Pruning tomatoes is pretty simple once you get the hang of it. On a tomato vine the leaves grow out each side as the vine grows longer. Left to its own devices, another branch of the vine called a sucker would sprout from the vine right above each leaf. Here’s a pencil-sized sucker that I’ll remove to keep the vine restrained. The vine is on the right, the leaf is on the left and the sucker is sticking up between them.

To remove suckers I just snap them off with my fingers if they’re small, or snip them with shears if they’ve gotten big and woody. Then the plant looks like this. The spot where the sucker was removed right in the middle.
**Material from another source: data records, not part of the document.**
PR #502, opened 2020-05-15
Fix migration for structcombolookup plugin

solewniczak:
This simple change fixes the migration for all wikis that use [structcombolookup](https://www.dokuwiki.org/plugin:structcombolookup) plugin.


splitbrain:
I'm merging this as an immediate fix. On the long term we probably need to have a way that plugins like this can run their own migrations.

cc @annda

Issue #371, opened 2018-01-18
Option to display struct data at end of page


Tuxdiver:
Hello,

I would like to have an option somewhere (maybe in the struct_assignments page) to insert the structured data at the end of the page instead  of inserting it after the first header.

The code to change seems to be action/output.php, but I don't understand the current code and the dokuwiki integration, so I can't send you a PR...

Best regards,

Dirk

Tuxdiver:
OK, after looking again, it's easy....
```
--- output.php_orig	2018-01-18 15:35:23.451029347 +0100
+++ output.php	2018-01-18 15:38:51.290245850 +0100
@@ -56,12 +56,8 @@
             }
         }

-        // insert our own call after the found position
-        array_splice(
-            $event->data->calls,
-            $ins+1,
-            0,
-            array(
+	// append our own call at the end
+	array_push($event->data->calls,
                 array(
                     'plugin',
                     array(
@@ -69,7 +65,6 @@
                     ),
                     $pos
                 )
-            )
         );
     }
```

This puts the data at the end of the page, so our installation is fine at the moment. But having an option to configure this would be cool!

annda:
We have finally added a configuration setting for this.

PR #509, opened 2020-06-08
Option to display page data at the bottom

annda:
Resolves issue #371

### DIFF
--- a/action/output.php
+++ b/action/output.php
@@ -45,37 +45,47 @@ class action_plugin_struct_output extends DokuWiki_Action_Plugin
     {
         global $ID;
         if (!page_exists($ID)) return;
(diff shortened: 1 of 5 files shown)


action/output.php
```diff
@@ -45,37 +45,47 @@ public function handleOutput(Doku_Event $event, $param)
...
+                        array(
+                            'struct_output', array('pos' => $pos), DOKU_LEXER_SPECIAL, ''
+                        ),
+                        $pos
+                    )
                 )
-            )
-        );
+            );
+        }
```
splitbrain, line 88: Instead of the huge if/then thing I would only do the $ins/$pos setup in the if/then and leave the array_splice as is.

PR #513, opened 2020-07-20
Allow deleting all values from a multi field in inline editor

### LINKED ISSUE #439: Can't delete all data in a multiple field of a lookup schema
If you have a field (i.e. type text) with **multiple** values checked, it's not possible to delete all values **inline**. The editor wants at least one character, otherwise you get the old value(s).

annda:
Fixes #439

Puts a mechanism in place to delete any previous values when saving an
empty multi field. This does NOT apply to page data, which is versioned
and should not be deleted on update.

### DIFF
--- a/meta/AccessTable.php
+++ b/meta/AccessTable.php
@@ -210,7 +210,7 @@ abstract class AccessTable
                 // copy first value to the single column
                 if (isset($value[0])) {
                     $this->singleValues[] = $value[0];
-                    if (strlen($value[0]) === 0) {
+                    if ($value[0] === '') {
                         $this->handleEmptyMulti($this->pid, $this->rid, $colrefs[$colname]);
                     }
                 } else {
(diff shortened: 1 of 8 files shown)


meta/AccessTable.php
```diff
@@ -208,6 +210,9 @@ public function saveData($data)
                 // copy first value to the single column
                 if (isset($value[0])) {
                     $this->singleValues[] = $value[0];
+                    if (strlen($value[0]) === 0) {
```
splitbrain, line 213: Why not `$value === ''`?

annda: Absolutely no good reason, fixed.

annda:
I added simple tests for the new behaviors.

Chris75forumname:
Hi, I cannot delete last remaining value from a multi field in inline editor (field type media). 
I can overwrite/delete 3rd entry, 2nd entry and so on, but if I try to overwrite 1st entry with empty input, the dialog quietly dies and leaves the entry in place (without error message).
Is this related?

The second part of this equation is keeping the pruned vines up off the ground. Those wire tomato cages you see everywhere? They’re pretty much worthless for any but the smallest plants. I use wooden or plastic-coated steel stakes eight feet in length buried about eighteen inches in the ground. The vines are tied to the stakes using old t-shirts ripped into strips. The fabric is soft and doesn’t cut into the vines if they blow around in the wind. I first tie the strip tightly around the stake, then bring the vine next to the knot and tie a loose loop around it so it has some room to move and grow.
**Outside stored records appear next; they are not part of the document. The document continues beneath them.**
PR #518, opened 2020-07-29
Bureaucracy integration: use earlier event to handle lookup fields

### LINKED ISSUE #483: Bureaucracy : struct_field or struct_schema with lookup table => Wrong placeholder replacement
Something wrong when trying to create page with action template (from bureaucracy plugin) with struct_field or struct_schema field. 
In the bureaucracy form, we can see the correct labeled value (inquire from lookup page editor) but when we click on submit button, the placeholder for targeted page seems to be replaced by the primary key (integer) instead of labeled value when refer to lookup table (work correctly with dropdown table)

**Dokuwiki** version: 2018-04-22b "Greebo"
**Bureaucracy** plugin version: 2019-10-28
**Sqlite** plugin version: 2019-03-20
**Struct** plugin version: 2020-02-04

Step to reproduce:
-	Create lookup schema (type text)
-	Populate lookup schema from page
-	Create page schema (type lookup which points to previous populated lookup schema)
-	In page, create bureaucracy form with struct_field or struct_schema fields setup with previous page schema (with action template)
-	Click on submit button 

The page name look like 1_2_1_1 insteat of "\<label1>\_\<label2>\_\<label1>\_\<label1>"

annda:
Switching to the earlier event allows replacing values in page ids. It does not affect data storage.

Fixes #483

### DIFF
--- a/action/bureaucracy.php
+++ b/action/bureaucracy.php
@@ -34,7 +34,7 @@ class action_plugin_struct_bureaucracy extends DokuWiki_Action_Plugin
      */
     public function register(Doku_Event_Handler $controller)
     {
-        $controller->register_hook('PLUGIN_BUREAUCRACY_TEMPLATE_SAVE', 'BEFORE', $this, 'handleLookupFields');
+        $controller->register_hook('PLUGIN_BUREAUCRACY_PAGENAME', 'BEFORE', $this, 'handleLookupFields');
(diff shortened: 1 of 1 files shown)


annda:
A test fails because as of now it requires the latest version of bureaucracy, with [this PR](https://github.com/splitbrain/dokuwiki-plugin-bureaucracy/pull/281) merged.

PR #63, opened 2021-11-23
Improve error handling when fetching exchange rates fails

gnardini:


src/currencyConversion/ExchangeRateAPI.ts
```diff
@@ -33,19 +34,30 @@ export default class ExchangeRateAPI extends RESTDataSource {
...
+        currencyCode,
+        date,
+      )
 
-    return new BigNumber(fetchedRate)
+      return new BigNumber(fetchedRate)
+    } catch (error) {
+      logger.error({
+        type: 'ERROR_FETCHING_EXCHANGE_RATE',
+        error: (error as Error)?.message,
```
silasbw, line 54: this should be an instance of `Error` (the `formatError` in `apolloServer.ts` is wrong), so just pass the `error` (not `error.message`).  We'll get much more helpful debugging context in the logs.

FYI, https://github.com/DefinitelyTyped/DefinitelyTyped/blob/master/types/bunyan/index.d.ts#L151-L156

src/currencyConversion/CurrencyConversionAPI.ts
```diff
@@ -54,9 +54,16 @@ export default class CurrencyConversionAPI<TContext = any> extends DataSource {
     }
 
     const rates = await Promise.all(ratesPromises)
+    const undefinedRateIndex = rates.findIndex((rate) => !rate)
```
silasbw, line 57: nit: since the index isn't actually used, I find these this alternative slightly quicker to read and understand:

```ts
if (rates.indexOf(undefined) >= 0) {
  return null
}
```

if we're really talking about "falseyRateExists" (or something like that), then:

```ts
const falseyRateExists = rates.findIndex((rate) => !rate) >= 0
if (falseyRateExists) {
  return null
}
```

src/currencyConversion/CurrencyConversionAPI.ts
```diff
@@ -125,7 +132,7 @@ export default class CurrencyConversionAPI<TContext = any> extends DataSource {
     toCode: string,
     timestamp?: number,
     impliedExchangeRates?: MoneyAmount['impliedExchangeRates'],
-  ): BigNumber | Promise<BigNumber> {
+  ): BigNumber | Promise<BigNumber | undefined> {
```
silasbw, line 135: Why does `getSupportedExchangeRate` return `Promise<BigNumber | undefined>` while `getExchangeRate` returns `Promise<BigNumber | null>`?  Is there a compelling reason to have slightly different return types?

(i'm doing my best to ignore the ignore the `BigNumber |` present here)

src/currencyConversion/ExchangeRateAPI.ts
```diff
@@ -33,19 +34,30 @@ export default class ExchangeRateAPI extends RESTDataSource {
     sourceCurrencyCode,
     currencyCode,
     timestamp,
-  }: CurrencyConversionArgs): Promise<BigNumber> {
+  }: CurrencyConversionArgs): Promise<BigNumber | undefined> {
```
silasbw, line 37: Similar to above: it would be nice to make these return types consistent: either `Promise<BigNumber | undefined>` or `Promise<BigNumber | null>`.  I have a preference for `null`, but it probably doesn't matter much.

src/currencyConversion/ExchangeRateAPI.ts
```diff
@@ -33,19 +34,30 @@ export default class ExchangeRateAPI extends RESTDataSource {
...
+      const fetchedRate = await this.queryExchangeRate(
+        sourceCurrencyCode || USD,
+        currencyCode,
+        date,
+      )
 
-    return new BigNumber(fetchedRate)
+      return new BigNumber(fetchedRate)
+    } catch (error) {
+      logger.error({
```
silasbw, line 52: Can you add a comment here on why it's better to log the error, suppress it, and return `undefined` than let the error bubble up to the ApolloServer (and have the default logger log it)?

src/resolvers.ts
```diff
@@ -209,10 +212,13 @@ export const resolvers = {
...
         impliedExchangeRates: moneyAmount.impliedExchangeRates,
       })
+      if (!rate) {
+        return null
+      }
       return {
         value: new BigNumber(moneyAmount.value).multipliedBy(rate).toString(),
         currencyCode: localCurrencyCode || 'USD',
-        exchangeRate: rate.toString(),
+        exchangeRate: rate?.toString(),
```
silasbw, line 221: doesn't every object have toString

src/prices/PricesService.ts
```diff
@@ -115,7 +118,7 @@ export default class PricesService {
   private async cUSDToLocalCurrency(
     localCurrency: string,
     date: Date,
-  ): Promise<BigNumber> {
+  ): Promise<BigNumber | undefined> {
```
silasbw, line 121: similar comment on undefined vs null

src/currencyConversion/CurrencyConversionAPI.ts
```diff
@@ -34,7 +34,7 @@ export default class CurrencyConversionAPI<TContext = any> extends DataSource {
     currencyCode,
     timestamp,
     impliedExchangeRates,
-  }: CurrencyConversionArgs): Promise<BigNumber> {
+  }: CurrencyConversionArgs): Promise<BigNumber | null> {
```
dievazqu, line 37: I think it's better to throw an exception instead of returning `null` or `undefined`.
So when using this service we don't have to consider both cases (exception or `null` value) as a not normal execution. When probably we would handle both cases as the same.

src/resolvers.ts
```diff
@@ -209,10 +212,13 @@ export const resolvers = {
         timestamp: moneyAmount.timestamp,
         impliedExchangeRates: moneyAmount.impliedExchangeRates,
       })
+      if (!rate) {
```
dievazqu, line 215: Same as above

src/resolvers.ts
```diff
@@ -165,6 +165,9 @@ export const resolvers = {
         // released and most users update.
         sourceCurrencyCode: args.sourceCurrencyCode ?? USD,
       })
+      if (!rate) {
```
dievazqu, line 168: Following my other comment, I think we should try/catch `dataSources.currencyConversionAPI.getExchangeRate` and return `null` in case of an error.

src/currencyConversion/CurrencyConversionAPI.ts
dievazqu: The same applies for other services.

src/prices/PricesService.ts
```diff
@@ -34,6 +34,9 @@ export default class PricesService {
         localCurrency,
         date,
       )
+      if (!cUSDToLocalCurrencyPrice) {
```
dievazqu, line 37: Following: Neither we would have to add this

dievazqu (commented):
Overall looks good!
However, I think we should treat this situation as an exception.
But I don't feel really strong in my opinion, so I'm open to discuss it.

gnardini:
@dievazqu @silasbw 
I changed to have the code throw the error again like Diego suggested and have the places that want to handle it catch it. I agree it's a better approach. This helped remove all the `undefined` and `null` issues too, sorry for the inconsistency there.

I did also add on the transfers endpoint a manual check for the `makerAmount` and `takerAmount` fields since those two were failing. If we can't fetch the exchange rate we just ignore those. This will help not return items we know will fail while not throwing 500 errors at the same time.

src/currencyConversion/CurrencyConversionAPI.ts
```diff
@@ -29,6 +33,26 @@ export default class CurrencyConversionAPI<TContext = any> extends DataSource {
...
+  async getFromMoneyAmount({
+    moneyAmount,
+    localCurrencyCode,
+  }: {
+    moneyAmount: MoneyAmount
+    localCurrencyCode: string | undefined
+  }): Promise<LocalMoneyAmount> {
+    const rate = await this.getExchangeRate({
+      sourceCurrencyCode: moneyAmount.currencyCode,
+      currencyCode: localCurrencyCode || 'USD',
```
dievazqu, line 45: nit: extract `localCurrencyCode || 'USD'` to a variable to avoid the duplication

src/resolvers.ts
```diff
@@ -203,16 +216,21 @@ export const resolvers = {
...
-        currencyCode: localCurrencyCode || 'USD',
-        timestamp: moneyAmount.timestamp,
-        impliedExchangeRates: moneyAmount.impliedExchangeRates,
-      })
-      return {
-        value: new BigNumber(moneyAmount.value).multipliedBy(rate).toString(),
-        currencyCode: localCurrencyCode || 'USD',
-        exchangeRate: rate.toString(),
+      try {
+        const rate = await dataSources.currencyConversionAPI.getExchangeRate({
```
dievazqu, line 220: nit: we can call the new function `getFromMoneyAmount` here instead, right?

src/blockscout.ts
```diff
@@ -222,26 +226,53 @@ export class BlockscoutAPI extends RESTDataSource {
...
 
+    const filteredEvents = (
+      await Promise.all(
+        events.map(async (event) => {
+          if (!event.makerAmount && !event.takerAmount) {
+            return event
+          }
+
+          try {
+            await currencyConversionAPI.getFromMoneyAmount({
```
dievazqu, line 247: So basically, we are attempting the future calls here? And filter those transactions if any of them fails?
It doesn't seem to be the best approach. But I guess this will be changed with the new transaction feed implemention. So I'm ok with it.

src/prices/PricesService.ts
dievazqu: This is not needed anymore, right?

dievazqu (approved):
LGTM but I prefer someone else to take a look before merging.

src/blockscout.ts
```diff
@@ -222,26 +226,53 @@ export class BlockscoutAPI extends RESTDataSource {
...
       .filter((e) => e)
       .filter((event) => tokens.includes(event.amount.currencyCode))
       .sort((a, b) => b.timestamp - a.timestamp)
 
+    const filteredEvents = (
+      await Promise.all(
+        events.map(async (event) => {
+          if (!event.makerAmount && !event.takerAmount) {
+            return event
+          }
```
jeanregisser, line 244: Are we only checking exchanges?

src/blockscout.ts
```diff
@@ -222,26 +226,53 @@ export class BlockscoutAPI extends RESTDataSource {
...
             transaction: JSON.stringify(transaction),
-            error: (e as Error)?.message,
           })
         }
       })
       .filter((e) => e)
       .filter((event) => tokens.includes(event.amount.currencyCode))
       .sort((a, b) => b.timestamp - a.timestamp)
 
+    const filteredEvents = (
```
jeanregisser, line 239: We should add a comment explaining what we are doing here and why.

dievazqu:
> @dievazqu @silasbw I changed to have the code throw the error again like Diego suggested and have the places that want to handle it catch it. I agree it's a better approach. This helped remove all the `undefined` and `null` issues too, sorry for the inconsistency there.
> 
> I did also add on the transfers endpoint a manual check for the `makerAmount` and `takerAmount` fields since those two were failing. If we can't fetch the exchange rate we just ignore those. This will help not return items we know will fail while not throwing 500 errors at the same time.

I missed this message before reviewing the PR.
I'm not sure about the conversion fetching calls in the blockscout class. If the requests to apilayer are failing because the service has too much load, maybe those requests will pass (the ones in blockscout class) but then the real ones might fail (the ones that we do in the `MoneyAmount` resolver). So I think we could still miss some cases with this approach.
If the apilayer is failing consistenly for some specific addresses, this should work. But I don't know if we can assume that.

jeanregisser (commented):
Thanks!

src/blockscout.ts
gnardini: Yes, I think those are the one that were causing the app to crash, no?

gnardini:
@dievazqu The result from calling apilayer are cached, so when they are requested again later they will be just fetched from the cache, not queried from the API again, so we shouldn't have that issue. Does that sound good? Is there anything else that worries you about this?

dievazqu:
> @dievazqu The result from calling apilayer are cached, so when they are requested again later they will be just fetched from the cache, not queried from the API again, so we shouldn't have that issue. Does that sound good? Is there anything else that worries you about this?

Oh, I forgot the cache. Yep, that sounds great!

src/blockscout.ts
jeanregisser: Yep all good!

src/apolloServer.ts
```diff
@@ -28,7 +28,7 @@ export function initApolloServer({
       }
     },
     formatError: (error) => {
-      logger.error({
+      logger.error(error, {
         type: 'UNHANDLED_ERROR',
         error: error?.message,
```
silasbw, line 33: you can remove this (the logger will set `.msg` to `error.message`)

silasbw (approved):

PR #72, opened 2021-12-03
Transaction feed price service

dievazqu:
Calculating `TokenAmount.localAmount` using `PricesServices`


src/prices/PricesService.ts
```diff
@@ -115,12 +127,16 @@ export default class PricesService {
     )
   }
 
-  private async cUSDToLocalCurrency(
+  private async USDToLocalCurrency(
     localCurrency: string,
     date: Date,
   ): Promise<BigNumber> {
-    return await this.exchangeAPI.getExchangeRate({
-      sourceCurrencyCode: this.cUSDAddress,
```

Why go to all this effort? It’s more than just keeping the garden neater. The spores of diseases that can damage the leaves and fruit of tomatoes are harbored in the ground. Splashing rain—assuming we ever get any again—would move the spores up onto the plants more easily if they’re laying on the ground. Also, by keeping the plants slender and up in the air, they dry off quicker. It’s also been claimed that by limiting their growth this way that they produce less fruit but that it’s larger. That may be true because last year I had some pretty big tomatoes. I don’t particularly want larger fruit, but I do want the other benefits of pruning and staking. Training the plants this way also makes it easier to monitor and pick the fruit. Less stooping is always welcome.

Thanks to this tough love Tommy and his friends are coming along well in spite of the uncooperative weather. Before long these green tomatoes will be ripe and ready for eating and preserving.

How do you grow your tomatoes? Do you prune and stake them? I’m interested to hear about others’ experiences and what they’ve learned.